Patrice Motsepe, le président de la Confédération africaine de football (CAF), effectue une visite officielle à Dakar ce mercredi. Cette démarche intervient près d’un mois après la décision controversée de retirer au Sénégal son titre de champion d’Afrique, attribué au Maroc, une situation qui a suscité une vive indignation et une colère palpable au sein de la nation sénégalaise.
L’arrivée de Patrice Motsepe, le dirigeant de la CAF, à Dakar ce mercredi s’inscrit dans un contexte de forte tension. Elle fait suite à une décision retentissante, prise il y a près d’un mois, qui a vu le Maroc être déclaré vainqueur de la CAN 2025 sur tapis vert. Ce verdict a annulé la victoire initiale du Sénégal, les Lions de la Teranga ayant pourtant battu les Lions de l’Atlas 1-0 après prolongation sur le terrain. Cette annonce a provoqué une onde de choc et une profonde colère à travers tout le Sénégal.
Fin mars, Patrice Motsepe avait déjà exprimé son intention de visiter le Sénégal et le Maroc. L’objectif déclaré de ces déplacements était de renforcer la collaboration pour l’essor du football africain, alors même que la CAF fait face à d’importantes critiques. Son arrivée à l’aéroport international Blaise Diagne, près de Dakar, a eu lieu dans la nuit de mardi à mercredi, où il a été reçu par Abdoulaye Fall, le président de la Fédération Sénégalaise de Football (FSF).
Le programme officiel, détaillé dans un communiqué de la CAF, prévoit une première étape symbolique sur l’île de Gorée, haut lieu historique de la mémoire de la traite négrière, située face à la capitale sénégalaise. Par la suite, le président Motsepe sera reçu au palais présidentiel par Bassirou Diomaye Faye, le président du Sénégal, avant de clôturer sa journée par une conférence de presse prévue à 17h30 (heure locale et GMT) dans un hôtel de Dakar.

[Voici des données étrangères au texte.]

PR #1742, opened 2024-10-23
Shortcuts for previous/next reference font

### LINKED ISSUE #1720: Enable setting shortcuts for selecting previous/next Reference Font
Since we now have the ability to set customized shortcuts, it would be helpful to be able to set shortcuts for selecting previous/next Reference Font. 

This would fulfill the functions of some other proposed Reference Font related features, like #1067 or #1001 , making those issues less urgent.

ollimeier:
Fixes #1720

This is how it looks like in the menu bar:
Screenshot 2024-10-23 at 13 39 51


justvanrossum (commented):
I would love you to:
- remove the menu bar items
- move the action registrations and implementation to panel-reference-font.js

The reference font panel should be considered a plugin, and the main point is to allow users to assign shortcuts. So all it needs to do is to register the two actions.

Plugins currently cannot provide localized strings themselves, so for now these unfortunately have to live with the global Fontra strings.

So, the changes should only be in:
- the language files
- panel-reference-font.js

This PR should leave editor.js alone.

ollimeier:
> I would love you to:
> 
> * remove the menu bar items
> * move the action registrations and implementation to panel-reference-font.js
> 
> The reference font panel should be considered a plugin, and the main point is to allow users to assign shortcuts. So all it needs to do is to register the two actions.
> 
> Plugins currently cannot provide localized strings themselves, so for now these unfortunately have to live with the global Fontra strings.
> 
> So, the changes should only be in:
> 
> * the language files
> * panel-reference-font.js
> 
> This PR should leave editor.js alone.

Thanks for the quick feedback. I moved the code.

ollimeier:
@justvanrossum Do you have a preference how to sort the actions? Currently it's this:
`const topic = "0020-action-topics.menu.view";`
But I am wondering if it should get its own topic?

justvanrossum:
> But I am wondering if it should get its own topic?

Yes it should, called "Reference font". Maybe we should use a much higher number here, for plugin-like items such as these. Say `0200-action-topics.reference-font`, so for now this will stick to the end, even if we add more topics.

src/fontra/views/editor/panel-reference-font.js
```diff
@@ -322,6 +323,51 @@ export default class ReferenceFontPanel extends Panel {
...
+        titleKey: "menubar.view.select-next-reference-font",
+        defaultShortCuts: [],
+      },
+      () => this.doSelectPreviousNextReferenceFont(false)
+    );
+  }
+
+  async doSelectPreviousNextReferenceFont(selectPrevious) {
+    const listLength = this.filesUIList.items.length;
+    if (!listLength) {
```
justvanrossum, line 355:
```suggestion
    if (listLength < 2) {
```

src/fontra/views/editor/panel-reference-font.js
```diff
@@ -322,6 +323,51 @@ export default class ReferenceFontPanel extends Panel {
...
+      return;
+    }
+
+    const index = this.filesUIList.getSelectedItemIndex();
```
justvanrossum, line 359:
```suggestion
    const index = this.filesUIList.getSelectedItemIndex() || 0;
```
Then we don't have to bother with isNaN below.

src/fontra/views/editor/panel-reference-font.js
```diff
@@ -322,6 +323,51 @@ export default class ReferenceFontPanel extends Panel {
...
+
+    const newIndex = isNaN(index)
```
justvanrossum, line 361:
```js
  const newIndex = modulo(index + (selectPrevious ? -1 : 1), listLength);
```
`modulo()` from utils.js.

justvanrossum: `doSelectPreviousNextSource()` uses JS's `%` modulo, and adds numSources to make it work for negative numbers. Our `modulo()` function behaves like Python's `%` and does the right thing. `doSelectPreviousNextSource()` should probably follow the same pattern.

```js
$ node
> 14 % 6
2
> -14 % 6
-2
> 
```

```python
$ python
>>> 14 % 6
2
>>> -14 % 6
4
>>> 
```

src/fontra/views/editor/panel-reference-font.js
```diff
@@ -322,6 +323,43 @@ export default class ReferenceFontPanel extends Panel {
...
+    this.initActions();
+  }
+
+  initActions() {
+    const topic = "0200-action-topics.reference-font";
+    registerAction(
+      "action.select-previous-reference-font",
+      {
+        topic,
+        titleKey: "menubar.view.select-previous-reference-font",
```
justvanrossum, line 336: These keys are no longer correct.

How about
- "reference-font.select-previous-reference-font"
- "reference-font.select-next-reference-font"

?

src/fontra/views/editor/panel-reference-font.js
ollimeier: Oh, that's impressive. Thanks. I add it as suggested. And for the doSelectPreviousNextSource I created a new issue. I am closing this as resolved.

src/fontra/views/editor/panel-reference-font.js
ollimeier: Thanks. I update the titleKeys in the .js file, as well as in the google sheet and I also updated the languages files after that.

PR #1744, opened 2024-10-23
Use modulo for doSelectPreviousNextSource

### LINKED ISSUE #1743: Use modulo for `doSelectPreviousNextSource()`
`doSelectPreviousNextSource()` uses JS's `%` modulo, and adds numSources to make it work for negative numbers. Our `modulo()` function behaves like Python's `%` and does the right thing. `doSelectPreviousNextSource()` should probably follow the same pattern.

```js
$ node
> 14 % 6
2
> -14 % 6
-2
> 
```

```python
$ python
>>> 14 % 6
2
>>> -14 % 6
4
>>> 
```

_Originally posted by @justvanrossum in https://github.com/googlefonts/fontra/pull/1742#discussion_r1812707524_

ollimeier:
Fixes #1743


justvanrossum:
You should learn the commands to really undo a commit in a branch (which can work with a forced push), so we don't have these back-and-forth-commits in the file history. Because you'll now have to add the modulo import a second tome.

Le gouvernement sénégalais réagit fermement à la décision de la CAF
Cette visite du président de la CAF se déroule dans un climat particulièrement chargé. L’origine de cette tension remonte à la finale de la CAN 2025, disputée à Rabat en janvier, où les Lions de la Teranga avaient pourtant triomphé 1-0 après prolongation face au Maroc. Ce match avait été marqué par des incidents : des joueurs sénégalais avaient momentanément quitté le terrain durant un quart d’heure, protestant contre un penalty accordé au Maroc en temps additionnel, juste après l’annulation d’un but sénégalais. Bien que Brahim Diaz ait manqué sa tentative de panenka, le Sénégal avait finalement remporté la rencontre.
Cependant, le 17 mars, le jury d’appel de la CAF a bouleversé ce résultat en déclarant le Sénégal « forfait » pour la finale, attribuant ainsi une victoire 3-0 au Maroc. Cette décision s’est appuyée sur les articles 82 et 84 du règlement de la compétition. Après avoir patienté trois semaines pour recevoir la notification officielle, la Fédération Sénégalaise de Football a immédiatement interjeté appel auprès du Tribunal Administratif du Sport (TAS), dont la décision reste attendue.
Au Sénégal, cette résolution de la CAF a provoqué une vague de réprobation intense. Le 18 mars, le gouvernement sénégalais a publié un communiqué exigeant l’ouverture d’une enquête internationale pour « soupçons de corruption » au sein des hautes sphères de l’institution panafricaine. En réponse, Patrice Motsepe a publiquement affirmé l’absence de traitement « préférentiel » pour quelque pays africain que ce soit, insistant sur l’indépendance des organes disciplinaires de la CAF.